**Stored items from a collection**
Start of Block
PR #56465, opened 2024-09-09
mirror-images: make it re-usable outside of QE env

EmilienM:
These steps were needed so we could re-use this script outside of the QE
environment in our CI.

Context: jira/OSASINFRA-3583

* Load "${SHARED_DIR}/proxy-conf.sh" if it exists, it'll allow to reach
  mirrors that are themselves behind a proxy.
* Move `oc registry login` earlier so it runs before getting the
  metadata version.

### DIFF
--- a/ci-operator/step-registry/mirror-images/by-oc-adm/mirror-images-by-oc-adm-commands.sh
+++ b/ci-operator/step-registry/mirror-images/by-oc-adm/mirror-images-by-oc-adm-commands.sh
@@ -39,6 +39,11 @@ fi
 echo "MIRROR_REGISTRY_HOST: $MIRROR_REGISTRY_HOST"
 echo "OPENSHIFT_INSTALL_RELEASE_IMAGE_OVERRIDE: ${OPENSHIFT_INSTALL_RELEASE_IMAGE_OVERRIDE}"
 
+# since ci-operator gives steps KUBECONFIG pointing to cluster under test under some circumstances,
+# unset KUBECONFIG to ensure this step always interact with the build farm.
+unset KUBECONFIG
+oc registry login
+
 readable_version=$(oc adm release info "${OPENSHIFT_INSTALL_RELEASE_IMAGE_OVERRIDE}" -o jsonpath='{.metadata.version}')
 echo "readable_version: $readable_version"
 
@@ -51,11 +56,6 @@ target_release_image="${target_release_image_repo}:${readable_version}"
 
 echo "target_release_image: $target_release_image"
 echo "target_release_image_repo: $target_release_image_repo"
-
-# since ci-operator gives steps KUBECONFIG pointing to cluster under test under some circumstances,
-# unset KUBECONFIG to ensure this step always interact with the build farm.
-unset KUBECONFIG
-oc registry login
 
 # combine custom registry credential and default pull secret
 registry_cred=$(head -n 1 "/var/run/vault/mirror-registry/registry_creds" | base64 -w 0)
@@ -94,6 +94,17 @@ if oc adm release mirror -h | grep -q -- --print-mirror-instructions; then
     args+=(--print-mirror-instructions="${mirror_crd_type}")
 else
     echo "This version of oc does not support --print-mirror-instructions=, skip it."
+fi
+
+# For disconnected or otherwise unreachable mirrors, we want to
+# have steps use an HTTP(S) proxy to reach the registry. This proxy
+# configuration file should export HTTP_PROXY, HTTPS_PROXY, and NO_PROXY
+# environment variables, as well as their lowercase equivalents (note
+# that libcurl doesn't recognize the uppercase variables).
+if test -f "${SHARED_DIR}/proxy-conf.sh"
+then
+        # shellcheck disable=SC1090
+        source "${SHARED_DIR}/proxy-conf.sh"
 fi
 
 # execute the mirror command


EmilienM:
I don't know which job to rehearse, please help.

EmilienM:
ping @yunjiang29 @jianlinliu @jinyunma for review, thanks

ci-operator/step-registry/mirror-images/by-oc-adm/mirror-images-by-oc-adm-commands.sh
```diff
@@ -39,6 +50,12 @@ fi
 echo "MIRROR_REGISTRY_HOST: $MIRROR_REGISTRY_HOST"
 echo "OPENSHIFT_INSTALL_RELEASE_IMAGE_OVERRIDE: ${OPENSHIFT_INSTALL_RELEASE_IMAGE_OVERRIDE}"
 
+# since ci-operator gives steps KUBECONFIG pointing to cluster under test under some circumstances,
+# unset KUBECONFIG to ensure this step always interact with the build farm.
+unset KUBECONFIG
+registry_url=$(echo "${OPENSHIFT_INSTALL_RELEASE_IMAGE_OVERRIDE}" | cut -d'/' -f1)
```
jianlinliu, line 56: I wonder why we need this change.

Compare the log in your [job](https://gcsweb-ci.apps.ci.l2s4.p1.openshiftapps.com/gcs/test-platform-results/pr-logs/pull/openshift_release/56373/rehearse-56373-periodic-ci-shiftstack-ci-release-4.18-e2e-openstack-singlestackv6/1833300143412088832/artifacts/e2e-openstack-singlestackv6/mirror-images-by-oc-adm/build-log.txt) with this change and another regular ci [job](https://gcsweb-qe-private-deck-ci.apps.ci.l2s4.p1.openshiftapps.com/gcs/qe-private-deck/logs/periodic-ci-openshift-openshift-tests-private-release-4.17-arm64-nightly-aws-ipi-disc-priv-tp-f14/1833212701204025344/artifacts/aws-ipi-disc-priv-tp-f14/mirror-images-by-oc-adm/build-log.txt) without this change.

Your job log with this change:
```
MIRROR_REGISTRY_HOST: mirror-registry.lizmfnfl-e1579.shiftstack.devcluster.openshift.com:5000
OPENSHIFT_INSTALL_RELEASE_IMAGE_OVERRIDE: registry.build03.ci.openshift.org/ci-op-lizmfnfl/release@sha256:56f25591b1473f6c2ac7a92bc72e6d6e69b684848db531a8aadf73b588ed7302
Saved credentials for registry.build03.ci.openshift.org into /alabama/run/containers/auth.json
```

OCP QE's job with this change:
```
MIRROR_REGISTRY_HOST: ec2-54-236-255-73.compute-1.amazonaws.com:5000
OPENSHIFT_INSTALL_RELEASE_IMAGE_OVERRIDE: registry.build03.ci.openshift.org/ci-op-gy6hzm72/release@sha256:ce715d16b17099e218e786ce2873b2cb0f74dd6bf91925e2f6ac2a7c5fd7c933
readable_version: 4.17.0-0.nightly-arm64-2024-09-09-150502
target_release_image: ec2-54-236-255-73.compute-1.amazonaws.com:5000/ci-op-gy6hzm72/release:4.17.0-0.nightly-arm64-2024-09-09-150502
target_release_image_repo: ec2-54-236-255-73.compute-1.amazonaws.com:5000/ci-op-gy6hzm72/release
info: Using registry public hostname registry.build03.ci.openshift.org
Saved credentials for registry.build03.ci.openshift.org into /alabama/run/containers/auth.json
```

Even without this change, `oc registry login` can locate the correct registry url, so I guess we do not need this change.

ci-operator/step-registry/mirror-images/by-oc-adm/mirror-images-by-oc-adm-commands.sh
```diff
@@ -4,6 +4,17 @@ set -o nounset
 set -o errexit
 set -o pipefail
 
+# For disconnected or otherwise unreachable environments, we want to
+# have steps use an HTTP(S) proxy to reach the API server. This proxy
+# configuration file should export HTTP_PROXY, HTTPS_PROXY, and NO_PROXY
+# environment variables, as well as their lowercase equivalents (note
+# that libcurl doesn't recognize the uppercase variables).
+if test -f "${SHARED_DIR}/proxy-conf.sh"
```
jianlinliu, line 12: if the mirror registry is behind a proxy, I think we should move the export proxy block to a place as possible as close to the oc mirror command, e.g: https://github.com/openshift/release/pull/56465/files#diff-bdea30af18dd50cc47a8f900a78e8b74d7a1f09860173647789b129acf41dc8dR118

Once export proxy here, all the traffic will go through it, even interact with build farm cluster.

ci-operator/step-registry/mirror-images/by-oc-adm/mirror-images-by-oc-adm-commands.sh
EmilienM: @jianlinliu

1. I have a `403 Permission Denied` on the second link.
2. Here is a [log](https://gcsweb-ci.apps.ci.l2s4.p1.openshiftapps.com/gcs/test-platform-results/pr-logs/pull/openshift_release/56373/rehearse-56373-periodic-ci-shiftstack-ci-release-4.18-e2e-openstack-singlestackv6/1833242885663756288/artifacts/e2e-openstack-singlestackv6/mirror-images-by-oc-adm/build-log.txt) when we don't give the registry hostname. Maybe it doesn't happen in your environment because of some magic? But as you can see in my logs it's needed. And also it doesn't hurt to have it, in fact it's suggested that we provide it to avoid confusion. Please accept that change if this doesn't break you.

ci-operator/step-registry/mirror-images/by-oc-adm/mirror-images-by-oc-adm-commands.sh
EmilienM: I'm fine with this request, I'll do it right now.

EmilienM:
/pj-rehearse ack
I believe there is no rehearsal since the jobs using this step are private.

ci-operator/step-registry/mirror-images/by-oc-adm/mirror-images-by-oc-adm-commands.sh
jianlinliu: > Maybe it doesn't happen in your environment because of some magic

Hmm, actually I can not remember what special magic we did. I did some search, found a similar issue we fixed before, you can reference it https://github.com/openshift/release/pull/42848

> And also it doesn't hurt to have it, in fact it's suggested that we provide it to avoid confusion. 

The step is being referenced widely by many install workflows, and per my experience, there are several special ways to trigger the install workflow, not only regular periodic ci , e.g: call prow api gateway by overriding a specific payload; call cluster-robot to trigger the install workflows. I have some concern this change might bring some side effect on those special trigger way, though I can not confirm if this change will break them or not, but currently it works well, and meet all different requirements, so I prefer not to change it to avoid some unexpected issues happened. And from https://github.com/openshift/release/pull/42848, I think we can fix your original issue  by moving proxy export block somewhere.

EmilienM: ok good, I'll remove it now so you can approve if the rest is good for you. Thanks!
PS: I'll let you know the results on my testing in the other PR.

EmilienM: it worked

PR #56496, opened 2024-09-10
fix: Remove ARM builds for 1.3 and 1.0 OADP Branches

mateusoliveira43:
Remove ARM builds for 1.3 and 1.0 OADP Branches, as their Dockerfile do not support multi-arch, yet.


rayfordj (approved):
/lgtm
/approve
End of Block
Above are the entries. Quote exactly the lines from the one bearing "jianlinliu: > Maybe" through the one bearing "EmilienM: it worked".

jianlinliu: > Maybe it doesn't happen in your environment because of some magic

Hmm, actually I can not remember what special magic we did. I did some search, found a similar issue we fixed before, you can reference it https://github.com/openshift/release/pull/42848

> And also it doesn't hurt to have it, in fact it's suggested that we provide it to avoid confusion. 

The step is being referenced widely by many install workflows, and per my experience, there are several special ways to trigger the install workflow, not only regular periodic ci , e.g: call prow api gateway by overriding a specific payload; call cluster-robot to trigger the install workflows. I have some concern this change might bring some side effect on those special trigger way, though I can not confirm if this change will break them or not, but currently it works well, and meet all different requirements, so I prefer not to change it to avoid some unexpected issues happened. And from https://github.com/openshift/release/pull/42848, I think we can fix your original issue  by moving proxy export block somewhere.

EmilienM: ok good, I'll remove it now so you can approve if the rest is good for you. Thanks!
PS: I'll let you know the results on my testing in the other PR.

EmilienM: it worked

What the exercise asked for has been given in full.